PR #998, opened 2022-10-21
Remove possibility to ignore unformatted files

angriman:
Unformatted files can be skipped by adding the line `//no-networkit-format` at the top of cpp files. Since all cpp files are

# # # # # # #

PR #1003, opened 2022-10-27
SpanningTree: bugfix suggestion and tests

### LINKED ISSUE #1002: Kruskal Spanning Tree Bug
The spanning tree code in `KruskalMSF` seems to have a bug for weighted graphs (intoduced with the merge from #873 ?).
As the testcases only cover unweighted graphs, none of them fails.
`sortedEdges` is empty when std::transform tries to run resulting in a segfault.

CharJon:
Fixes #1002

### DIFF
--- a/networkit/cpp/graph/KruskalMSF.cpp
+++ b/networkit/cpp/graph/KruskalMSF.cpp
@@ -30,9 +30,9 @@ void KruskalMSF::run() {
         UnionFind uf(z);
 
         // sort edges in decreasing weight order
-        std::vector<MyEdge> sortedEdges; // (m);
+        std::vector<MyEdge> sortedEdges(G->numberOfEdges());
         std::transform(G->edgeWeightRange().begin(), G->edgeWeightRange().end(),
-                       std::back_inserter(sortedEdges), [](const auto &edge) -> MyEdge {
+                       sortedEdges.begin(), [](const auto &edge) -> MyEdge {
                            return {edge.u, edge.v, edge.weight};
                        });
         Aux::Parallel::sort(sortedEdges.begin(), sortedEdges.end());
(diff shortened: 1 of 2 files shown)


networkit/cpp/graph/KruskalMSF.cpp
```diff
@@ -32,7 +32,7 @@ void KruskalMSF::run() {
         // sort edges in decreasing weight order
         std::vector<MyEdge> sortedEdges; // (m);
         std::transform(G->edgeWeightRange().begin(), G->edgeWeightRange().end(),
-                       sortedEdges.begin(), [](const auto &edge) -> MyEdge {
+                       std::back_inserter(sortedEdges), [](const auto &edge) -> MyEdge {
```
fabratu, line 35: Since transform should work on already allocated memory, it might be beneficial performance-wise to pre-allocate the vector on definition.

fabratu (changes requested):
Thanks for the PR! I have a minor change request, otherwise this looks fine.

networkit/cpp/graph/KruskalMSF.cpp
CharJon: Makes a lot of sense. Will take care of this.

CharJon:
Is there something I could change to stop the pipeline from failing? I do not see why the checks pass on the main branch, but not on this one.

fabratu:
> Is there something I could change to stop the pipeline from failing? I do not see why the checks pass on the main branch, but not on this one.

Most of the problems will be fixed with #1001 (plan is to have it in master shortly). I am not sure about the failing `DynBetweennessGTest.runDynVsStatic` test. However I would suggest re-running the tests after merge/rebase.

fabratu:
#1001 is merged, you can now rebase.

# # # # # # #

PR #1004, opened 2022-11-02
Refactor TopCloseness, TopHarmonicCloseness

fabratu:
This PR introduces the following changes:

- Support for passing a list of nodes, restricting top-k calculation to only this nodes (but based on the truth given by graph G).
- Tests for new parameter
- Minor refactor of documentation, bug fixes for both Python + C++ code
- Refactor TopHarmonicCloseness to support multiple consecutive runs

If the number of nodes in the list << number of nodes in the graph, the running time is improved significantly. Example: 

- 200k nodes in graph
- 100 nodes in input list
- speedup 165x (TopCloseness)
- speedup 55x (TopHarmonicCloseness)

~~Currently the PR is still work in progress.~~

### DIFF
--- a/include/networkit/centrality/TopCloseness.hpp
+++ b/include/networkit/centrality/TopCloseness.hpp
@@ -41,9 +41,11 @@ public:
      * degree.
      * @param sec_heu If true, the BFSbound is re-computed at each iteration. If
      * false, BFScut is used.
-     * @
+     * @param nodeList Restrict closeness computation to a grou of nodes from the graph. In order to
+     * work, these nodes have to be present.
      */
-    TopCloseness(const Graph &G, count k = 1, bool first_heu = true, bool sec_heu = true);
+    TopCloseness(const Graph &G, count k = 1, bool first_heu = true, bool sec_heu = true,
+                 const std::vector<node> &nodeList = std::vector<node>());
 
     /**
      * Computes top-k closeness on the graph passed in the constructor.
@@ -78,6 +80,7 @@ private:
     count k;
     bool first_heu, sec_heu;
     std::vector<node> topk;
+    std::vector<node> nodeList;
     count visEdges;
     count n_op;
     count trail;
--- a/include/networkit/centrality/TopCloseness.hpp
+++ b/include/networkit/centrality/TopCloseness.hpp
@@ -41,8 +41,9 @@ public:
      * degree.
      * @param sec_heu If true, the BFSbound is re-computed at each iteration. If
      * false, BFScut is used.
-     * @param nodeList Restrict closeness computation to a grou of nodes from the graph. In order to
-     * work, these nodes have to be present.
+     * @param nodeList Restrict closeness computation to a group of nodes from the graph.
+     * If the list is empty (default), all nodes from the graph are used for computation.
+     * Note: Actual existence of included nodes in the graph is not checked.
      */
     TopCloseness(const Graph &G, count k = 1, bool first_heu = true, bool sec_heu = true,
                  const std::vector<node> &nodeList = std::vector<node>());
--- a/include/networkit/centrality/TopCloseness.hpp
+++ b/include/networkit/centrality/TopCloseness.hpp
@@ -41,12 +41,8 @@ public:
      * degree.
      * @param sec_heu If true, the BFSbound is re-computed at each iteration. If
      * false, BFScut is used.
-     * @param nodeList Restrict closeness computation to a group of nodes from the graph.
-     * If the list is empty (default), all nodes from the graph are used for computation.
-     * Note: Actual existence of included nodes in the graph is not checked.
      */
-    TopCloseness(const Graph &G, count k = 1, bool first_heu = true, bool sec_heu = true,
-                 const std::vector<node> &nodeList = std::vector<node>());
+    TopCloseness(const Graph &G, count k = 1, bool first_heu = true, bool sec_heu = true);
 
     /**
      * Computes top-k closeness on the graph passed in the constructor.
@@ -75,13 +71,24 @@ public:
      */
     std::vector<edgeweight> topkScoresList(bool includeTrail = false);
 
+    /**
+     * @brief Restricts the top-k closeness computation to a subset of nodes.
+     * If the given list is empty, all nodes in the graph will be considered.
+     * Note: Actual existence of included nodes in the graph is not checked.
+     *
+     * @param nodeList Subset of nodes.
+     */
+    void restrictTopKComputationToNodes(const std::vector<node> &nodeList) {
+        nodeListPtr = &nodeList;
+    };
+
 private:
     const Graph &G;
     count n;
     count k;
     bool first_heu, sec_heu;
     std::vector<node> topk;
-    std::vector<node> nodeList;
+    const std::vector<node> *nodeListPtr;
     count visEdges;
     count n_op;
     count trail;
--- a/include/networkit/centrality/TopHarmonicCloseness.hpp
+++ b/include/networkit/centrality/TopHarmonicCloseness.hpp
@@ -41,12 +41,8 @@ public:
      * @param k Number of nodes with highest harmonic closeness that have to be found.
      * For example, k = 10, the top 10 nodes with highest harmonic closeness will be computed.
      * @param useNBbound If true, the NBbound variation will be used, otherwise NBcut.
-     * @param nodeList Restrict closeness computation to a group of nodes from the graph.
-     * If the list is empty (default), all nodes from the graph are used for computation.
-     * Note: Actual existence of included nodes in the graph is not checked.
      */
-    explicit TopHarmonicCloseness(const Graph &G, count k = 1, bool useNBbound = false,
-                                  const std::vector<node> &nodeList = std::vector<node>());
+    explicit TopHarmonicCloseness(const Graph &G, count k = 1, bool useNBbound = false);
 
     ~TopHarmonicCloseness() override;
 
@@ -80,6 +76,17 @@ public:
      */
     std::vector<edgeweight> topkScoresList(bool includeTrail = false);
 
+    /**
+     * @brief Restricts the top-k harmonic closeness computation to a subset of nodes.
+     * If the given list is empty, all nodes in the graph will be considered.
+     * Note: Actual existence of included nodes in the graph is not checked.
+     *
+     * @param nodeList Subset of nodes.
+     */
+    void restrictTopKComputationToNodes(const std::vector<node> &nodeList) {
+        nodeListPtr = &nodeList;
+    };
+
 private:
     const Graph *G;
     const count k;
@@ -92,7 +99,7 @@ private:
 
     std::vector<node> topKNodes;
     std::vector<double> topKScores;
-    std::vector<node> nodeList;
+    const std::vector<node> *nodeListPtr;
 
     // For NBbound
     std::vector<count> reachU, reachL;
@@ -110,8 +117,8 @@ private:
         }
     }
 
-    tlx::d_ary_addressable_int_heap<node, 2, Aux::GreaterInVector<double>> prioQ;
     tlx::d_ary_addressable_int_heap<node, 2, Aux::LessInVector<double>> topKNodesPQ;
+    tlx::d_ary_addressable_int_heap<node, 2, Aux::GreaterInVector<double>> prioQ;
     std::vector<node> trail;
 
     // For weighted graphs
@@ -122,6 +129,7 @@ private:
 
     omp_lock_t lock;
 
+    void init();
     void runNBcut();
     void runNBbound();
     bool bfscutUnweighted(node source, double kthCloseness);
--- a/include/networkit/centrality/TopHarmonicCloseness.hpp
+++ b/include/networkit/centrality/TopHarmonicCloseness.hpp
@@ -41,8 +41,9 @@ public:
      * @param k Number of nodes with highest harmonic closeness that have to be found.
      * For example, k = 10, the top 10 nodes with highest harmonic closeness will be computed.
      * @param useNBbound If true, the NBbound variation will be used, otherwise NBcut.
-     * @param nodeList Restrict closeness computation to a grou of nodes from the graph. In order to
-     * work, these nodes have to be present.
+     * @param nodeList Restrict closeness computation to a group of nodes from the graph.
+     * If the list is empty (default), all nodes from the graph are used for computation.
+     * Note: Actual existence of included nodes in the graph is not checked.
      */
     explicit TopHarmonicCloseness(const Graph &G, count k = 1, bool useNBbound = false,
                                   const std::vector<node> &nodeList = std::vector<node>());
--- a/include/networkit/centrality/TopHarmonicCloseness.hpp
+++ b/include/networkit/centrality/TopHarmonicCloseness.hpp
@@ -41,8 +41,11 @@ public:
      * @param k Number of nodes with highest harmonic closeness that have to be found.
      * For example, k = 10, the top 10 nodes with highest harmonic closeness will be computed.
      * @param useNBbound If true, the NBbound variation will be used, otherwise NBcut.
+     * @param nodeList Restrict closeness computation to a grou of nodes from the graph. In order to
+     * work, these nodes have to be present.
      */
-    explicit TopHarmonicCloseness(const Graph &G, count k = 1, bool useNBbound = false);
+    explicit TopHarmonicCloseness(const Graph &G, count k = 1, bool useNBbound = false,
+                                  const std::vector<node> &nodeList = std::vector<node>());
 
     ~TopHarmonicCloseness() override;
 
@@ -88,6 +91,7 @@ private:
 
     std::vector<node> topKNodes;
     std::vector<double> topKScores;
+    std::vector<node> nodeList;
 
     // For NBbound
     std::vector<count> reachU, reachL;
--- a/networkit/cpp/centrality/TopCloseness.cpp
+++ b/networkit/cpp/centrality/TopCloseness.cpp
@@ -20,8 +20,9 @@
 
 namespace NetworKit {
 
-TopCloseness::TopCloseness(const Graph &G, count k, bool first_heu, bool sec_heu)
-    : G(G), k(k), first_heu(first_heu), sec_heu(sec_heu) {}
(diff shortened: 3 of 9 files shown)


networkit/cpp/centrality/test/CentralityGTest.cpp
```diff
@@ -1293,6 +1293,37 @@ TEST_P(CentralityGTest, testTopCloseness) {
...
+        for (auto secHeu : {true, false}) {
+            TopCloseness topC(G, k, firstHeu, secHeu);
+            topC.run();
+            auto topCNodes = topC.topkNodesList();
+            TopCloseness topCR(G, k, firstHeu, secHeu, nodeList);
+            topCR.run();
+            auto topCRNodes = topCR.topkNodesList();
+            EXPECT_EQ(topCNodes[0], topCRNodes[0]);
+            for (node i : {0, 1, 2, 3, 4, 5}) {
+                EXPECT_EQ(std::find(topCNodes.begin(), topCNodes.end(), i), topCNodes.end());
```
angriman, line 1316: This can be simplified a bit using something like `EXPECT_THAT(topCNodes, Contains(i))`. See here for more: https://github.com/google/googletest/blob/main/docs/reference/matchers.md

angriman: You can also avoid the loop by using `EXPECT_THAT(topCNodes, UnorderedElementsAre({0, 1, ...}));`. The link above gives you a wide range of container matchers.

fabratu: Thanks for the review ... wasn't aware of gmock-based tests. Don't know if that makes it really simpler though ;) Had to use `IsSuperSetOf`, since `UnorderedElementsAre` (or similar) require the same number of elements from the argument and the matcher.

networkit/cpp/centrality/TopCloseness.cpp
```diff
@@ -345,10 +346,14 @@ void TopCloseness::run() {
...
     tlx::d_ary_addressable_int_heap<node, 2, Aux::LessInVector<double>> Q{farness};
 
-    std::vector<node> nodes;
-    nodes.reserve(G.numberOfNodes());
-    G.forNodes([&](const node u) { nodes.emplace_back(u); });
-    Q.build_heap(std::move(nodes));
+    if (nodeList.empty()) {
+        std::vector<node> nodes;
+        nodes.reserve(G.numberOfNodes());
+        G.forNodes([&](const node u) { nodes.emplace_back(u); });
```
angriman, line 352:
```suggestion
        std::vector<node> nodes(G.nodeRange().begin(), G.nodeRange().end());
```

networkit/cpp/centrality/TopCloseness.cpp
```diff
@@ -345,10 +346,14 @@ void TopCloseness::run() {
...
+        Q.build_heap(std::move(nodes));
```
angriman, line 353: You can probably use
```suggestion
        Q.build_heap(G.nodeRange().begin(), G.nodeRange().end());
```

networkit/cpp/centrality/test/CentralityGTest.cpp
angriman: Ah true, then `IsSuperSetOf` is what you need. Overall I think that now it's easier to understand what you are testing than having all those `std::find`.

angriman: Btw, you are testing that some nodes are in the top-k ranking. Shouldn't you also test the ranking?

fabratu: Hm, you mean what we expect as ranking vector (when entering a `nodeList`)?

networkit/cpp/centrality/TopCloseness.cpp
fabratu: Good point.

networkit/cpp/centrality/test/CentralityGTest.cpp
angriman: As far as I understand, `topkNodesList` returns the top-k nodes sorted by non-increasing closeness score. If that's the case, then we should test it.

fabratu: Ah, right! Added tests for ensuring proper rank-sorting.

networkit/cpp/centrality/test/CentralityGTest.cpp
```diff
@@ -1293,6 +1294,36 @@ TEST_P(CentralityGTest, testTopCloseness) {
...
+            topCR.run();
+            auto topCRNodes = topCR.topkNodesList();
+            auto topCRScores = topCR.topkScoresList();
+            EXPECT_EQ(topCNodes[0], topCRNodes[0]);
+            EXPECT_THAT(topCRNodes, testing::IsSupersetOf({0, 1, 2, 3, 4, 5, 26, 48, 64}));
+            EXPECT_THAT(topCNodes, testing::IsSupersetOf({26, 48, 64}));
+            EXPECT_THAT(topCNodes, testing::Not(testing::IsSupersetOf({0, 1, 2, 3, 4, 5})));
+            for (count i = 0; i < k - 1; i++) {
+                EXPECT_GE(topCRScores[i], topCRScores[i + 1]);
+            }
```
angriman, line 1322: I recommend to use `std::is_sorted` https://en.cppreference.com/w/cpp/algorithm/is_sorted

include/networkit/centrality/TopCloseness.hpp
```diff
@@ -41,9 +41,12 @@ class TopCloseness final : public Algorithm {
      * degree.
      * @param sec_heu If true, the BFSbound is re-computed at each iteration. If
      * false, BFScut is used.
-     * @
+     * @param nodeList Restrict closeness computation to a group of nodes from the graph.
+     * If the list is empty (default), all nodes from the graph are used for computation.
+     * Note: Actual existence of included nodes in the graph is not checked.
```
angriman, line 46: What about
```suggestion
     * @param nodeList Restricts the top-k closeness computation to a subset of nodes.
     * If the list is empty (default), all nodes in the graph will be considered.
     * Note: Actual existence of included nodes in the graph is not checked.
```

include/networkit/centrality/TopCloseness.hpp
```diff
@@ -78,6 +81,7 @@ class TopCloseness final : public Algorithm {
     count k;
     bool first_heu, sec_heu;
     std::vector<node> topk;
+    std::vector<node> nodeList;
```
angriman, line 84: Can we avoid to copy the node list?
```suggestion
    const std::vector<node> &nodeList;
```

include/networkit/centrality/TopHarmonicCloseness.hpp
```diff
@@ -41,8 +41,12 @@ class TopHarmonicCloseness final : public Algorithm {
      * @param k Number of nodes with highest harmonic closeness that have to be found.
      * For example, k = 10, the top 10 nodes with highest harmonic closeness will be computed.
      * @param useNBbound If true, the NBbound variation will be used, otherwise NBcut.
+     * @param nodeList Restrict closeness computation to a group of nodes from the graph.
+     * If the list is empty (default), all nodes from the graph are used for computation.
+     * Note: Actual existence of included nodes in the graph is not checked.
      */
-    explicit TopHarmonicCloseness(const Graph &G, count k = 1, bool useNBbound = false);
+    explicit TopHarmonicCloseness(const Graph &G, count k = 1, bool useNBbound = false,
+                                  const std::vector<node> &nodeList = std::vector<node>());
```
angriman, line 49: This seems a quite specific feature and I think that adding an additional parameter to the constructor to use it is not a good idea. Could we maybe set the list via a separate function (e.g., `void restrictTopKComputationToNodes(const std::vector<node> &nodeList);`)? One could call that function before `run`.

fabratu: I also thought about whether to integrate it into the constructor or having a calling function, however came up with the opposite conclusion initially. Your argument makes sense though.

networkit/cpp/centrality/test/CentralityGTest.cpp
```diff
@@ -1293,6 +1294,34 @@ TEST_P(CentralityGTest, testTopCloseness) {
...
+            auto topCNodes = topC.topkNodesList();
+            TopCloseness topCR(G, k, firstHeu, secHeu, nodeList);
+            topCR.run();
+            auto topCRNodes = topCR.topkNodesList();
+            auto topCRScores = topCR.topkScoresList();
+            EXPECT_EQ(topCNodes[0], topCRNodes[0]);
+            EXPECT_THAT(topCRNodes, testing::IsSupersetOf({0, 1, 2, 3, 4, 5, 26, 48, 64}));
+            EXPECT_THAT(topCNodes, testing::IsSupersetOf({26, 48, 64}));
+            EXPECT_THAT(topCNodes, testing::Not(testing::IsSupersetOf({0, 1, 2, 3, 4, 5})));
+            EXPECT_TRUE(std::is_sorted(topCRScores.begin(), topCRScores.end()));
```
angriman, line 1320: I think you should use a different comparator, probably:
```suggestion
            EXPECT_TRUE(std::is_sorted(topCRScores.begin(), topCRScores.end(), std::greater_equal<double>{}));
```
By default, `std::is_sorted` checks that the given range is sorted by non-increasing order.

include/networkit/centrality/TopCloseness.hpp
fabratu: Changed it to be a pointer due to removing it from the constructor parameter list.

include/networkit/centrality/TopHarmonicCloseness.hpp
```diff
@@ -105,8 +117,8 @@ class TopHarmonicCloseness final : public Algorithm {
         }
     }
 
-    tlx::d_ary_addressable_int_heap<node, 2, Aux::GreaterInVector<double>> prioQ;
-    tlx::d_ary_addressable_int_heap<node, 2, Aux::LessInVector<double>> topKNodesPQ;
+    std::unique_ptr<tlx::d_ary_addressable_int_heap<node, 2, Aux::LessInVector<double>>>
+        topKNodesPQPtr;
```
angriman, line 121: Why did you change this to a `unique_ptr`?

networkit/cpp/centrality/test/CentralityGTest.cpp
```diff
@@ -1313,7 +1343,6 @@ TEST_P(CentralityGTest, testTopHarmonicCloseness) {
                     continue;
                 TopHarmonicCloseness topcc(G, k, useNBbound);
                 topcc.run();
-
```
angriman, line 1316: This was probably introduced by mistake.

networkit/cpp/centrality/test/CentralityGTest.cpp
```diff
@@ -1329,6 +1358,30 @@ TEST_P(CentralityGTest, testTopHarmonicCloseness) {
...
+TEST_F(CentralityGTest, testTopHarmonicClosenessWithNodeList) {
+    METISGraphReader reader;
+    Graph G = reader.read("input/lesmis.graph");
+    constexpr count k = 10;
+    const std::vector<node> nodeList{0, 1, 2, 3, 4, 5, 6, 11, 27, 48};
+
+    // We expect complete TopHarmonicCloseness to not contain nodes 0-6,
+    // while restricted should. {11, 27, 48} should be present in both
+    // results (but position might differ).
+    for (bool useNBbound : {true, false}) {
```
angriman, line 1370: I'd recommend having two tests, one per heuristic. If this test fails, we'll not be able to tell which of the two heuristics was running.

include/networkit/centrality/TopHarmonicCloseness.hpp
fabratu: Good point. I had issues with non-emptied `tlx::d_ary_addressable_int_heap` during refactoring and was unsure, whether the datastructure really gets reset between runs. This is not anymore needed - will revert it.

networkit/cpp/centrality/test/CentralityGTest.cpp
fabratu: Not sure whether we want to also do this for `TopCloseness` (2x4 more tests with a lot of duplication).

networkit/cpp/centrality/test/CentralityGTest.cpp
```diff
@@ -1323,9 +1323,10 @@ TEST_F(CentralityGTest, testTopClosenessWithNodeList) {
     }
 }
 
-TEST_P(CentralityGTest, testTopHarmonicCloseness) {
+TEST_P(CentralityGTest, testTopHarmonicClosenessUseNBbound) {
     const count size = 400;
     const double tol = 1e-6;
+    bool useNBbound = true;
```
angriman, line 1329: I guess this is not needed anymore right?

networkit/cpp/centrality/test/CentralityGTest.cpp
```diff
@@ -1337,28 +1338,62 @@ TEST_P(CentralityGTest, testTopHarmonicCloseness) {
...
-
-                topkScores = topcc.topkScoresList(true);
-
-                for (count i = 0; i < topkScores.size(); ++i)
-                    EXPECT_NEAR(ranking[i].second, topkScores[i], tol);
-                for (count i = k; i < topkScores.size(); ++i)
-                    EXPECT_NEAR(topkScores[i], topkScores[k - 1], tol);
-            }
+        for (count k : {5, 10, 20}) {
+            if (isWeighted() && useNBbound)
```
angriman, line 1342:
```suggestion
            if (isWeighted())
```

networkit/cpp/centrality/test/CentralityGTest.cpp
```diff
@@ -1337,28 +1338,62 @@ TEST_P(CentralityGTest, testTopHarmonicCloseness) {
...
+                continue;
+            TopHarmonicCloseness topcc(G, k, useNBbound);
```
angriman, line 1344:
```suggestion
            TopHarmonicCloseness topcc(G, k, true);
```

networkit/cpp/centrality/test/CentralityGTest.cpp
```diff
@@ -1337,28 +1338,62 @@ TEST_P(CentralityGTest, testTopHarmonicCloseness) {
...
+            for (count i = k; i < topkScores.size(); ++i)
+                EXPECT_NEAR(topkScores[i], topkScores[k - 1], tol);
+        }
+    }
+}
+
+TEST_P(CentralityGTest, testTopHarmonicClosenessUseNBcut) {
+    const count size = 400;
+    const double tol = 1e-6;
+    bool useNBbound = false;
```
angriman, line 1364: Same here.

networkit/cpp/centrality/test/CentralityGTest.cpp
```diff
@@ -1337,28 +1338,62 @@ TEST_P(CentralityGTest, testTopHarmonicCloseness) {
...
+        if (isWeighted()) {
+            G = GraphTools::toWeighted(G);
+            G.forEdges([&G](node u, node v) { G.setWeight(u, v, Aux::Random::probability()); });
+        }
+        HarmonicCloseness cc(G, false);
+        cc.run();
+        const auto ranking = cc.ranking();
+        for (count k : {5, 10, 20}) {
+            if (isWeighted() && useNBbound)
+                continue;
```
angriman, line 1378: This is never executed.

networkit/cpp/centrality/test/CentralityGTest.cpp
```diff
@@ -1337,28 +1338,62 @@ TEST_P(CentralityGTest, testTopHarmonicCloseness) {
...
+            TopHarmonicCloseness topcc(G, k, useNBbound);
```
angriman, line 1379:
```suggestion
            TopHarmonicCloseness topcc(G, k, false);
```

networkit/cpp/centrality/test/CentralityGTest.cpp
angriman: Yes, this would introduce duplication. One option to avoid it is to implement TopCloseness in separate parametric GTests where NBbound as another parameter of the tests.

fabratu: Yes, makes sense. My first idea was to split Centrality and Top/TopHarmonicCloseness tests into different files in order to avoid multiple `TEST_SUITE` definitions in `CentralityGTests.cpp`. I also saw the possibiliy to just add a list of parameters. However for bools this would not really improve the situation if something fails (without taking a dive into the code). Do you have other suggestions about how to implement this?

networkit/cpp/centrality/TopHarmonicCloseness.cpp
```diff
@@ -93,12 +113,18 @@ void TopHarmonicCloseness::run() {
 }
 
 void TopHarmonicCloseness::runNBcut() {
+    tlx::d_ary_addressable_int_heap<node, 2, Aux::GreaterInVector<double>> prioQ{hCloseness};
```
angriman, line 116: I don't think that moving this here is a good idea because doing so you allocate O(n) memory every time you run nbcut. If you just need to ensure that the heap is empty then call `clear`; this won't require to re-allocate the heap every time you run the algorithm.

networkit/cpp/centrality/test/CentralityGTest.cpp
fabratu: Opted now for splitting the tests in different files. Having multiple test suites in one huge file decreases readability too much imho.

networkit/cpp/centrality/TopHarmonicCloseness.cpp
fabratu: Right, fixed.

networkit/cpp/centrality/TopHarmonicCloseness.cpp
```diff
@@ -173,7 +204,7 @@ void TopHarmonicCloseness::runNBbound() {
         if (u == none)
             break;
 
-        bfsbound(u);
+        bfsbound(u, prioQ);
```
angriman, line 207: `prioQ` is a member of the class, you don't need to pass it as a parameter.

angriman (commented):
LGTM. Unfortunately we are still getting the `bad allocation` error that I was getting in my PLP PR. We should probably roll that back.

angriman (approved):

# # # # # # #

**TASK DETAILS:** Taking the entries as a whole, work out how many lines contain the string "branch". Respond with only the number.

**RESULT OF THE TASK:** 2